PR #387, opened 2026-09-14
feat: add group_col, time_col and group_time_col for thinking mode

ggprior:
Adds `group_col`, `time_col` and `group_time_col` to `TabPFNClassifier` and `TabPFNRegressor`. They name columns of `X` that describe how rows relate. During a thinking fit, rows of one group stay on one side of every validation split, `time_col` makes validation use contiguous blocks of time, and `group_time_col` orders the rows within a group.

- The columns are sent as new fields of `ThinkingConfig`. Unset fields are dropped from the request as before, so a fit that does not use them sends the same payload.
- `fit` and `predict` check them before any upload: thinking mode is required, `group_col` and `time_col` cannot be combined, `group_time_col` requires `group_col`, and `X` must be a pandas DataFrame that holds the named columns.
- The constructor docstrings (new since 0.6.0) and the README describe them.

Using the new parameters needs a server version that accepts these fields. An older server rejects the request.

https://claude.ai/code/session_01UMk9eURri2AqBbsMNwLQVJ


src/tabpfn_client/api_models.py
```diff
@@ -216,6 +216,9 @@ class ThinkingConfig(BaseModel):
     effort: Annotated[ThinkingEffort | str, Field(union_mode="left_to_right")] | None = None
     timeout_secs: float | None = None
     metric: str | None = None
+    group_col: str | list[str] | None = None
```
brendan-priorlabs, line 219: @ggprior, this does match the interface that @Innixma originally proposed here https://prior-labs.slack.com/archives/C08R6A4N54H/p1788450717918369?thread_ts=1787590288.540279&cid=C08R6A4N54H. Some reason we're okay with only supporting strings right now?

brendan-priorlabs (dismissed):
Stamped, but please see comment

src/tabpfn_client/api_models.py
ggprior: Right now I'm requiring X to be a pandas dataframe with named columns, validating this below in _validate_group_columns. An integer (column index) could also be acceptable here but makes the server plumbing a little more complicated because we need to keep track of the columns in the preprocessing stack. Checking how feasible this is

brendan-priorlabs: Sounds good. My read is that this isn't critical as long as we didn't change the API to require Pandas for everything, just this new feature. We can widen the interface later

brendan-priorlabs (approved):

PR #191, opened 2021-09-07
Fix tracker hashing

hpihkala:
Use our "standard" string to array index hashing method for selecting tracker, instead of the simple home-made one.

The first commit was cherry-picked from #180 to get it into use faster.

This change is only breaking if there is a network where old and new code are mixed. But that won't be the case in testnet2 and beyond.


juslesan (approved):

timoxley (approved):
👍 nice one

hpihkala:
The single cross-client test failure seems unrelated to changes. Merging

☆ ☆ ☆

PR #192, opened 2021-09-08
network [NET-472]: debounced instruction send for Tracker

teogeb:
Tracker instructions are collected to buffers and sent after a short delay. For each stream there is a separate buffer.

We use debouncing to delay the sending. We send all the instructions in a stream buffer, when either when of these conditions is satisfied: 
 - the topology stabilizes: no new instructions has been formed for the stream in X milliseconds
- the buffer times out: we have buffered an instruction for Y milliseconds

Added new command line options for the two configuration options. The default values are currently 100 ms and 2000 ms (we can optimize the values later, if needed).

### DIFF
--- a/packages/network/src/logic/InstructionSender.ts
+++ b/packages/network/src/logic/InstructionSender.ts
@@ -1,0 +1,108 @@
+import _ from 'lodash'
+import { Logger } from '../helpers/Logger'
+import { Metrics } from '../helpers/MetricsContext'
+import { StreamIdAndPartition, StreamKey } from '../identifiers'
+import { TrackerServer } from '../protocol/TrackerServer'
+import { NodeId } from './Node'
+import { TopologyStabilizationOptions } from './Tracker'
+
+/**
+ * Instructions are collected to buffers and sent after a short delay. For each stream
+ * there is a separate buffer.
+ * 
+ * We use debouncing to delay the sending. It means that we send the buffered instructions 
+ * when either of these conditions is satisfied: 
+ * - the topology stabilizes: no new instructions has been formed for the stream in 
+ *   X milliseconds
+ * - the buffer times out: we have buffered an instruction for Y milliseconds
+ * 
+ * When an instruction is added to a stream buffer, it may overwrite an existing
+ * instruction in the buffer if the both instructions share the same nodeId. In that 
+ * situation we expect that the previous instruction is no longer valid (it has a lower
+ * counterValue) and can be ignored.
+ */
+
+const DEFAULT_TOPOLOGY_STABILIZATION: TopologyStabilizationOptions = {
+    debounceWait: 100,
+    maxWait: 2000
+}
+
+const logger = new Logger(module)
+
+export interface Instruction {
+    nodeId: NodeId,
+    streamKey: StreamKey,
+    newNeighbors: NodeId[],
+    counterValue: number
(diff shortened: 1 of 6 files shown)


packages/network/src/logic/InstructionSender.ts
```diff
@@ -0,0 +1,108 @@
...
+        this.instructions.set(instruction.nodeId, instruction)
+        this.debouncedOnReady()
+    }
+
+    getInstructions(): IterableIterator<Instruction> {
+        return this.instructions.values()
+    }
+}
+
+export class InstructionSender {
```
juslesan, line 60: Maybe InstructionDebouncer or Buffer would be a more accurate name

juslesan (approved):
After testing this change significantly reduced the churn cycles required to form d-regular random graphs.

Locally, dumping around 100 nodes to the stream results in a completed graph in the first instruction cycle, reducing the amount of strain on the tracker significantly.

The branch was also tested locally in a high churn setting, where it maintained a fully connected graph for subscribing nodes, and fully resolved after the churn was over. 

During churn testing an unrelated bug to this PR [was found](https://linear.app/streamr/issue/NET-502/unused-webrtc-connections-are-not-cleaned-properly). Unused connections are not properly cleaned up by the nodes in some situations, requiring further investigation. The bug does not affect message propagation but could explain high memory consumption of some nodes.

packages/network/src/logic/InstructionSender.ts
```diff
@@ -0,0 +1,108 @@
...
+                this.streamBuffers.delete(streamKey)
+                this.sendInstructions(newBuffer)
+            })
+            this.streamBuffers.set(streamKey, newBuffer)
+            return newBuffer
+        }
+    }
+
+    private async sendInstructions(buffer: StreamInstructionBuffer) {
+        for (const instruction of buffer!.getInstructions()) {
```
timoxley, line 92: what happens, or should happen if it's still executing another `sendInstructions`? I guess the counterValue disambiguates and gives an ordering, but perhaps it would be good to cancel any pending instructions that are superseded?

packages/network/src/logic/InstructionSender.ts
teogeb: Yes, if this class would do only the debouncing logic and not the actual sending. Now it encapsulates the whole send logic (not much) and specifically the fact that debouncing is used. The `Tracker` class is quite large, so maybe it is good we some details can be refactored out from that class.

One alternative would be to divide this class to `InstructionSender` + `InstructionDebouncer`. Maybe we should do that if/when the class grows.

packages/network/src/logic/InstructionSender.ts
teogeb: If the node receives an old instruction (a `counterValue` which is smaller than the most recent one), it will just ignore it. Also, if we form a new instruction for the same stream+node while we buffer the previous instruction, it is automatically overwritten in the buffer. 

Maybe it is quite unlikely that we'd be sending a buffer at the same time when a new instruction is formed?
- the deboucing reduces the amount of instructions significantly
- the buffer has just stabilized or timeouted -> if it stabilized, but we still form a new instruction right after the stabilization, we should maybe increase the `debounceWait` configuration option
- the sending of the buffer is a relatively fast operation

☆ ☆ ☆

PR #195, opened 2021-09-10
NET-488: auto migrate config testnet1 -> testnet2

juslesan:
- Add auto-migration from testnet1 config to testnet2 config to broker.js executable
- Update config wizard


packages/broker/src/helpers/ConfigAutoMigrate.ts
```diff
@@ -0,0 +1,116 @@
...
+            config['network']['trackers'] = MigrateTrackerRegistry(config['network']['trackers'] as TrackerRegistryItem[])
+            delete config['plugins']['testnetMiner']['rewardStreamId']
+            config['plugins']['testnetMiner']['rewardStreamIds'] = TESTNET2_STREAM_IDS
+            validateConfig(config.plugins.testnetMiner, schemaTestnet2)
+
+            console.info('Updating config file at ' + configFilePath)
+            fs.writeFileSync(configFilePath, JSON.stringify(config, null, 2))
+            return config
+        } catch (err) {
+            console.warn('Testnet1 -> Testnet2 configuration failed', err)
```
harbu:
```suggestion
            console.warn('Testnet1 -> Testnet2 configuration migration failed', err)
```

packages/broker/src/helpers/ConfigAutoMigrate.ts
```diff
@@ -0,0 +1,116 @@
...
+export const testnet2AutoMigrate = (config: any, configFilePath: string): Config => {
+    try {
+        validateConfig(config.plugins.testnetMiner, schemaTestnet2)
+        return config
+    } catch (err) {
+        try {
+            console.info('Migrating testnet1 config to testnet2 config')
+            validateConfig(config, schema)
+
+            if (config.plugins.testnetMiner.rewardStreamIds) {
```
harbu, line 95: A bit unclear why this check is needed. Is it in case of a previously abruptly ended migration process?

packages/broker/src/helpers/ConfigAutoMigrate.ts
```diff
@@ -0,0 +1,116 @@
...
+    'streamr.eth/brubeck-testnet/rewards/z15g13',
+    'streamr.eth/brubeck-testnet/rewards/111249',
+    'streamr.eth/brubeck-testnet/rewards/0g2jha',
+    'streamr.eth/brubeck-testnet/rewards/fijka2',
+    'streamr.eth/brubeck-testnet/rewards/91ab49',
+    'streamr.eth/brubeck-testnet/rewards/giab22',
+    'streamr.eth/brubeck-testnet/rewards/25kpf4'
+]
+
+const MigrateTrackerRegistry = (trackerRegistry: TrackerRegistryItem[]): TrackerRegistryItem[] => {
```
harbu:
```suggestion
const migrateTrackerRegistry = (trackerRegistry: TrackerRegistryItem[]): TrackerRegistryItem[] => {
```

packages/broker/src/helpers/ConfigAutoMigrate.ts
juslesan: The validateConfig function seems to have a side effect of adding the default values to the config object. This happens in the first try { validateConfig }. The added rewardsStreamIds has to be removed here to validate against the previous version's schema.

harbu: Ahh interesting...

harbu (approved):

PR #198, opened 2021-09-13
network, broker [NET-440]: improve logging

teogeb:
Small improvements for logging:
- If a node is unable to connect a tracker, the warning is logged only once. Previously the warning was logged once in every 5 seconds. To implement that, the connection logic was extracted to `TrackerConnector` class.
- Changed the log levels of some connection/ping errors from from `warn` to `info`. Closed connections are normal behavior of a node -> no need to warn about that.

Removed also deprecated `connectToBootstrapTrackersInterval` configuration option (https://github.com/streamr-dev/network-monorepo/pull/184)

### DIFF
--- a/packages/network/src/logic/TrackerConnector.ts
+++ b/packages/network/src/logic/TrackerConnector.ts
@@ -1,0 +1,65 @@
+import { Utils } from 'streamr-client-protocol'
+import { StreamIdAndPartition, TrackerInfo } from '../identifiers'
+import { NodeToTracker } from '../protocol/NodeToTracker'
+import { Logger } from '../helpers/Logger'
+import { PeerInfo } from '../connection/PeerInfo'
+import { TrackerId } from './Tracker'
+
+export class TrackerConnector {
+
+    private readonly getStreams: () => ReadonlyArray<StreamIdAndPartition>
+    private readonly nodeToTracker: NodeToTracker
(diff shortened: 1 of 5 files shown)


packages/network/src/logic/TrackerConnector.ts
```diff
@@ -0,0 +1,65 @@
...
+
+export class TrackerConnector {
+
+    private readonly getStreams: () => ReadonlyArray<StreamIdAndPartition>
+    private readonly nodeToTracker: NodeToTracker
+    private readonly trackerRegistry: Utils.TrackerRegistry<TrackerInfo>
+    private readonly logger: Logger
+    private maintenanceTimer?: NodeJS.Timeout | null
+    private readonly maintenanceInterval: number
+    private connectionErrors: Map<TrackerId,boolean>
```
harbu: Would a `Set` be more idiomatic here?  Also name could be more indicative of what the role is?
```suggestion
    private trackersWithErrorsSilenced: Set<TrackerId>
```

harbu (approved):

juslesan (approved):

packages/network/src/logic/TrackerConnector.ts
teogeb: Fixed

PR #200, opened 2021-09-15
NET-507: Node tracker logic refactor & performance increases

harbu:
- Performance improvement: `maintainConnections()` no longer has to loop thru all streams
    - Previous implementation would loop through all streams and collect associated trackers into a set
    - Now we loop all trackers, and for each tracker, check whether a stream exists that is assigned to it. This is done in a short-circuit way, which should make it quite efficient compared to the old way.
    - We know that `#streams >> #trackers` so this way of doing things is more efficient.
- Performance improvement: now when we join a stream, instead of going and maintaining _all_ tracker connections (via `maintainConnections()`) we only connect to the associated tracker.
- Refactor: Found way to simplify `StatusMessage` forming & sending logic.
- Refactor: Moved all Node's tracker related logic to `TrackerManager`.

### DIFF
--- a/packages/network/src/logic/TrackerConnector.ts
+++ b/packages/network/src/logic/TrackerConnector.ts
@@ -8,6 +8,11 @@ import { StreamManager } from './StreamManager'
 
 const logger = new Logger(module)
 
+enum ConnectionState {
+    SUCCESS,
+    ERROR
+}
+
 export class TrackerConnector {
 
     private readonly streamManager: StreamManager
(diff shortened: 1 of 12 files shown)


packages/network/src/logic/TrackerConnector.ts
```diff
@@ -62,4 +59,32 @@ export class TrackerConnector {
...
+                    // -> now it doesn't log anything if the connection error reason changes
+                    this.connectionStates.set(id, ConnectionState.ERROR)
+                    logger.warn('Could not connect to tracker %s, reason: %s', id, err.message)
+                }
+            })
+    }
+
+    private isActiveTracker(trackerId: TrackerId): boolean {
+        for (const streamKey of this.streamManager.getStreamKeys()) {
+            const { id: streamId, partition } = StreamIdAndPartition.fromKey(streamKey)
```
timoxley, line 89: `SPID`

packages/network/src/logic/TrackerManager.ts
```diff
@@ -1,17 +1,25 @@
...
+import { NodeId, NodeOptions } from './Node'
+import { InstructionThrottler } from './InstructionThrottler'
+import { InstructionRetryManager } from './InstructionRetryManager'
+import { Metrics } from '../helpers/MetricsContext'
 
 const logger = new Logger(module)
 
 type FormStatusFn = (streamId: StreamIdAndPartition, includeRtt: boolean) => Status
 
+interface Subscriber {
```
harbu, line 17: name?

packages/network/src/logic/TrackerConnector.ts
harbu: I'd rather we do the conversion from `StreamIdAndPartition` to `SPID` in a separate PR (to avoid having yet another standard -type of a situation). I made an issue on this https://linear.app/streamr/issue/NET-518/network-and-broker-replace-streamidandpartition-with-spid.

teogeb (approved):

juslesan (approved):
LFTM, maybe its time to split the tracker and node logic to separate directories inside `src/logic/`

☆ ☆ ☆

Required action
Exactly how many lines in the listing above contain the word "index"? Only the number should be given.

Task solution
2